>>>>>

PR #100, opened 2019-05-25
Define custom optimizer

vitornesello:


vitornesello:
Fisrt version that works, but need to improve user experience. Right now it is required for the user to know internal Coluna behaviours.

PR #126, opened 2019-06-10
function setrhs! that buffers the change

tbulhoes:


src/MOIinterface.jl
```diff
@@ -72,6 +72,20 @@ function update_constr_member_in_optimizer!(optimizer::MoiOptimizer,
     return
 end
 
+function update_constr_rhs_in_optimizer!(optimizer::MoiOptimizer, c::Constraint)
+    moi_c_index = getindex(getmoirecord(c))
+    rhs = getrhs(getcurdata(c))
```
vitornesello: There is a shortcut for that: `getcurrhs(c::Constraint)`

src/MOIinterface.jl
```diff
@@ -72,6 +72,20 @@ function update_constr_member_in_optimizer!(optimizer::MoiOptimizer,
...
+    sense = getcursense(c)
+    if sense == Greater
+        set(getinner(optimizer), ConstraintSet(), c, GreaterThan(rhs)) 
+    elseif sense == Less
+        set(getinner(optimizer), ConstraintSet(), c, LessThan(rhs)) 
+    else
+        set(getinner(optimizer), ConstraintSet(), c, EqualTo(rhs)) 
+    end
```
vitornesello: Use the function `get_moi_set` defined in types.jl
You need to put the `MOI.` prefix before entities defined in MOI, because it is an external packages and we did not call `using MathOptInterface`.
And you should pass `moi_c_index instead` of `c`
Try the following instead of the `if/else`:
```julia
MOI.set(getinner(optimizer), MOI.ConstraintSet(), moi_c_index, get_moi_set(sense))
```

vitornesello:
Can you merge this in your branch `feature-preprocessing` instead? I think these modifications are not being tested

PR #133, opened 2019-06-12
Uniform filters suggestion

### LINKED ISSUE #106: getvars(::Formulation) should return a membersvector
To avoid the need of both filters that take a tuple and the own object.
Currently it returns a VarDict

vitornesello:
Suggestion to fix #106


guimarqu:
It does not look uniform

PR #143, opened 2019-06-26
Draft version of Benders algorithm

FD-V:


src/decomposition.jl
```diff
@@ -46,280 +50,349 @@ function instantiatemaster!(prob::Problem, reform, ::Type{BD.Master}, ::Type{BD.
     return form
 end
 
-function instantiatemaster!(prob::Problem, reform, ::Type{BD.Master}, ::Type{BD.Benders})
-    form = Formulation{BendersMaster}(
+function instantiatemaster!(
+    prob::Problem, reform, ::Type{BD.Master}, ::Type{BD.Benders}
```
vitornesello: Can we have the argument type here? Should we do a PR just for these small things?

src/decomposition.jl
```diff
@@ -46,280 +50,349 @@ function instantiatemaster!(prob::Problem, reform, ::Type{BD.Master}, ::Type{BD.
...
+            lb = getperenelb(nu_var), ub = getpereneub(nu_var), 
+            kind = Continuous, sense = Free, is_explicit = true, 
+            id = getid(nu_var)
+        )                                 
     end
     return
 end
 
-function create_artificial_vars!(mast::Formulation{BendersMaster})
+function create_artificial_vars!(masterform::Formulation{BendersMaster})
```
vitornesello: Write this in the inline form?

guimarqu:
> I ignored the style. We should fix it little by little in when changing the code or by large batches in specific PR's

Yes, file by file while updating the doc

<<<<<
>>>>>

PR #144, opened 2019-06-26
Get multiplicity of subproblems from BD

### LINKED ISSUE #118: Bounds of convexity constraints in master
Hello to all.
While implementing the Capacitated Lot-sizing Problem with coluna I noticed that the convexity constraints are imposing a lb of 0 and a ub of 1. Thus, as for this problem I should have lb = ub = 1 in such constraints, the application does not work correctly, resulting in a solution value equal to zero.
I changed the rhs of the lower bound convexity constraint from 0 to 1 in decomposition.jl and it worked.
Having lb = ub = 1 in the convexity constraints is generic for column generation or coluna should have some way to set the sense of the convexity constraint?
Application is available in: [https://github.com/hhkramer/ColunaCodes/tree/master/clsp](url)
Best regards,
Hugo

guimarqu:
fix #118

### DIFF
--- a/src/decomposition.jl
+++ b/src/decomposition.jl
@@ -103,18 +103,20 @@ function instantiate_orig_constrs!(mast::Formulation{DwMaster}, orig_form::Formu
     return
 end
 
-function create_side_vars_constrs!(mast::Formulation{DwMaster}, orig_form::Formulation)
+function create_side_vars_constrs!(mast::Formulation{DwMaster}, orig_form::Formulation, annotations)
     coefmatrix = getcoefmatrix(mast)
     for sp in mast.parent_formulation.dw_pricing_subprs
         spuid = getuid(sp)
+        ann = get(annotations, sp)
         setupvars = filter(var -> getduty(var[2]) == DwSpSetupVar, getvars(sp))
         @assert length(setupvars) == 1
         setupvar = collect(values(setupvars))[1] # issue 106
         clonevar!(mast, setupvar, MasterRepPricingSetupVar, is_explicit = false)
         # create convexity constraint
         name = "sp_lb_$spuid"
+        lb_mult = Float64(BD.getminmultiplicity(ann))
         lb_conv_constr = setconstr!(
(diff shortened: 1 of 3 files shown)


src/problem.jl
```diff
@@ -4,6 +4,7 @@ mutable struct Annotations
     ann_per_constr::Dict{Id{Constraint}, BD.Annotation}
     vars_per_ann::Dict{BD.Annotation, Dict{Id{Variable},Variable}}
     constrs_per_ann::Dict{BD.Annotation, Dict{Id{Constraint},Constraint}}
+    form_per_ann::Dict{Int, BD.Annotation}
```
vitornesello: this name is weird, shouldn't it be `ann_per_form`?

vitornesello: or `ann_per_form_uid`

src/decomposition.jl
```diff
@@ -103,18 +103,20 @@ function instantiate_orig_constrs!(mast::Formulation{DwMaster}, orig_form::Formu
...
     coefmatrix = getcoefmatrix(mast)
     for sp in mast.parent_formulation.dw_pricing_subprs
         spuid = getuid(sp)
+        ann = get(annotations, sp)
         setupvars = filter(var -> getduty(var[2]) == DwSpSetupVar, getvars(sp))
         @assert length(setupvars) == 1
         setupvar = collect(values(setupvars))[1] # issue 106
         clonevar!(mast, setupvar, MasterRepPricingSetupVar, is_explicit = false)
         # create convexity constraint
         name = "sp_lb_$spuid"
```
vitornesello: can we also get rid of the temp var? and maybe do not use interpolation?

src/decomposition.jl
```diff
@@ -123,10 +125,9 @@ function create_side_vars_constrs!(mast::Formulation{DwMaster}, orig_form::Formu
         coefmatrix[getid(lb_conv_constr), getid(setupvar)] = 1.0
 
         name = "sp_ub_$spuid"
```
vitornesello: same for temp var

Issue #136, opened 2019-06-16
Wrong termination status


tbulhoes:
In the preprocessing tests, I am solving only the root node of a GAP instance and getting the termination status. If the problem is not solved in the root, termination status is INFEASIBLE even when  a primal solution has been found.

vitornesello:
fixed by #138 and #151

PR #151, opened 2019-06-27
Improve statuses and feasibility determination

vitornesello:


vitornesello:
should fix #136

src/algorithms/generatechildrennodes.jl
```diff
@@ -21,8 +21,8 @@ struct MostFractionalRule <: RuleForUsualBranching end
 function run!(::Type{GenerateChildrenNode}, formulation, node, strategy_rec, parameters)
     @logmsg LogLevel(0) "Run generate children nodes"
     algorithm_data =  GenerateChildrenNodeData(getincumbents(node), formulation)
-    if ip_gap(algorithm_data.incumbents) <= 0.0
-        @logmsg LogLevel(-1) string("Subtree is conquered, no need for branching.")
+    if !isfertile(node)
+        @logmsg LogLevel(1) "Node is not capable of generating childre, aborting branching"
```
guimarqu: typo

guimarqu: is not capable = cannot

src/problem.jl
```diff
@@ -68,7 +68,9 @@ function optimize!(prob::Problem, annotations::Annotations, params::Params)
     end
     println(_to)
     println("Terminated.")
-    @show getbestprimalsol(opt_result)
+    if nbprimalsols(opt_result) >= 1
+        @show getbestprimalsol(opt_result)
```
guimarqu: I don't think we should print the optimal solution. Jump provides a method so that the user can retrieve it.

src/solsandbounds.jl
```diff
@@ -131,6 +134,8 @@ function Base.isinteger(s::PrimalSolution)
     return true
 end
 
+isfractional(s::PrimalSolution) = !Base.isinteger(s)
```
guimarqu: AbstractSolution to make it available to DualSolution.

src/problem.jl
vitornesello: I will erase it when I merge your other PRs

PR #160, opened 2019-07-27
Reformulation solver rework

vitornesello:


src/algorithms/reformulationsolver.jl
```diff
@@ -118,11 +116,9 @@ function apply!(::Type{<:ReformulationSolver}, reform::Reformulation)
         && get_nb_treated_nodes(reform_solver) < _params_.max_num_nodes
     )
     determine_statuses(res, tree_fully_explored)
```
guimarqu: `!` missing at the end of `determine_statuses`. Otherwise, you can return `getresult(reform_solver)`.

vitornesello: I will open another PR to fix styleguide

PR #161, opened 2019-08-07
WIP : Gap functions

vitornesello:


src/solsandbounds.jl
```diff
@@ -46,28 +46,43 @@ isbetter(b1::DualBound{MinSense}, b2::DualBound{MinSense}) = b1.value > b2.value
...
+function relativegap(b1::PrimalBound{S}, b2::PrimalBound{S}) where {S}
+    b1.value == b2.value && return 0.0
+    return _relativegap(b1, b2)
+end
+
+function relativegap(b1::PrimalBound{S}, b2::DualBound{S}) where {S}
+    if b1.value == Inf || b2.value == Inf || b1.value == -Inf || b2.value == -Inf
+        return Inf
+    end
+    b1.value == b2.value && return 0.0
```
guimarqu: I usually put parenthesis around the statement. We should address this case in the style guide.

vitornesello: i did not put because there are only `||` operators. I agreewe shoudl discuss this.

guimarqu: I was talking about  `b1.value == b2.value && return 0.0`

<<<<<

(Action item):
Filter the listing above for lines with the word "filters", and copy each one you find.

(Completed exercise):
Uniform filters suggestion
To avoid the need of both filters that take a tuple and the own object.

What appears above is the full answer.